EEPROM (Electrically erasable programmable read-only memory) is a non-volatile memory in which the individual segments can be erased and reprogrammed by using electric signals. EEPROM memory can permanently store the data which can retain after the power off. EEPROM memories are said to have a data retention span of more than 10 years.
Arduino EEPROM memory
To send data from Arduino to PC, we need to use the following Arduino code: Set baud rate and begin Serial port by using Serial.begin function. Serial.begin(baudrate); Send data to Serial Monitor using one of the following functions: Serial.print , Serial.println , Serial.write. From the Arduino site for Serial.write and Serial.print: Serial.write Writes binary data to the serial port. This data is sent as a byte or series of bytes; to send the characters representing the digits of a number use the print function instead. Serial.print Prints data to the serial port as human-readable ASCII text.
The main use of the EEPROM memories are for applications like last settings reminder, last value save, last state backup, etc, where the data need to be saved and to be retrieved on the next power on. In an Arduino sketch, if a generated value is stored in a variable, it remains only as long as the power is not interrupted. If the Arduino resets or the power is interrupted the data stored will disappear and it initializes with the default value declared in the sketch.
In devices that often repeat the last settings and for inputs that are rarely changed like changeable passwords, pins, etc, EEPROM memory is a suitable option.
The EEPROM memory will not be erased while uploading a new sketch or resetting the arduino, a data stored to an EEPROM address can be only erased by an EEPROM write operation.
Arduino microcontroller boards have different EEPROM sizes like 512KB, 1KB, 4KB, etc. Common Arduino boards that have ATMEGA328P microcontrollers which has an EEPROM storage space of 1KB or 1024 bytes.
A single byte is 8 bits of information. Each memory location of the EEPROM can store only 1 byte, that is 8-bit numbers. An 8 bit can store numbers from 0 to 255 (00000000 to 11111111); 2^8 total 256 values. So, a microcontroller with 1KB EEPROM memory can store 8 bits of information in each address from 0 to 1023.
EEPROM is specified to handle 100 000 writes or erase cycles, so every time when a write or erase operation is performed at an EEPROM address its life expectancy is reducing by one. So loops that repeatedly write EEPROM value or operations that write or erase very often should be avoided to save the EEPROM life. Repeated operation in the same address location reduces the life of the particular address, so it is better to use the EEPROM addresses evenly distributed. But reading the EEPROM memory is unlimited as it doesn’t involve any write/erase operation.
Arduino has an inbuilt EEPROM library that provides functions to easily write and read its EEPROM memory.
To store data to an address,
Writing again to the same address replace the existing value with a new value.

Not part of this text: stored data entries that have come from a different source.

PR #2146, opened 2023-03-30
netlink: fix netlink fd flags dump/restore failed

hdzhoujie:
During the restore process, netlink fd uses the flags in the NetlinkSkEntry structure to restore the file state, but during the dump process, the flags values is not saved to the structure.

Signed-off-by: zhoujie zhoujie133@huawei.com
Signed-off-by: hejingxian hejingxian@huawei.com

### DIFF
--- a/criu/sk-netlink.c
+++ b/criu/sk-netlink.c
@@ -161,7 +161,7 @@ static int dump_one_netlink_fd(int lfd, u32 id, const struct fd_parms *p)
 
 		ne.protocol = val;
 	}
-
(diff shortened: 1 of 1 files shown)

To read data from an address.
The update function is the same as the write function. But an update function only writes the value if the new value is not the same as the existing value.
An equivalent code for the update function is given below, the EEPROM writes only if the existing data at the specified address is not equal to the new data.
The update function helps to avoid wearing out EEPROM from writing the same data again.
EEPROM write and read using Arduino serial monitor
In this code, the EEPROM memory can be written and read through the Arduino serial monitor.
Here to write a value to a particular EEPROM address enter w,0,200 (the value 200 will be stored to address 0; ‘w’ indicates as write).
Like above enter r,0 (r indicates to read, and the value followed by a comma is the address of the EEPROM memory).
This is code is useful for store and read the EEPROM memory with random addresses and data.
What happens if the integer value of the input data is above 255 in EEPROM.write?
The Arduino stores the data in the specified address as an 8-bit binary number. If the data is above 255 it stores only the 8 bits of the value starting from the LSB (Least significant bit).
For example, if the input number is 300, the value stored in the EEPROM address will be 00101100 which is integer 44.
Write integer 300 to address 10 and read address 10
Because the binary of 300 is 100101100 which saves only the 8 bits which eliminates the MSB 1.
Arduino Serial Read
Arduino Serial Write Vs Print
9 bits binary, 10010 1100 –> 300,
8 bits from LSB, 0010 1100 –> 44
What happens if the address of the EEPROM.write function is above 1023?
Similar to the above case, the address is a 10-bit binary number. Hence it takes only 10 bits from the LSB side and eliminates the bits after the 10th bit.
For example, use an Address as 1500 which has a binary value 10111011100.
Write integer 77 to address 1500 and read address 476
Only 10 bits will be taken from LSB which is 0111011100, the resultant integer value is 476, so the data will be stored to the address 476.
Arduino Serial Write Line
See how much difference it has made, the address entered was 1500 but the data is stored in 476. These types of mistakes should be avoided else the value might be stored at the wrong locations or overwrite the data at some other location.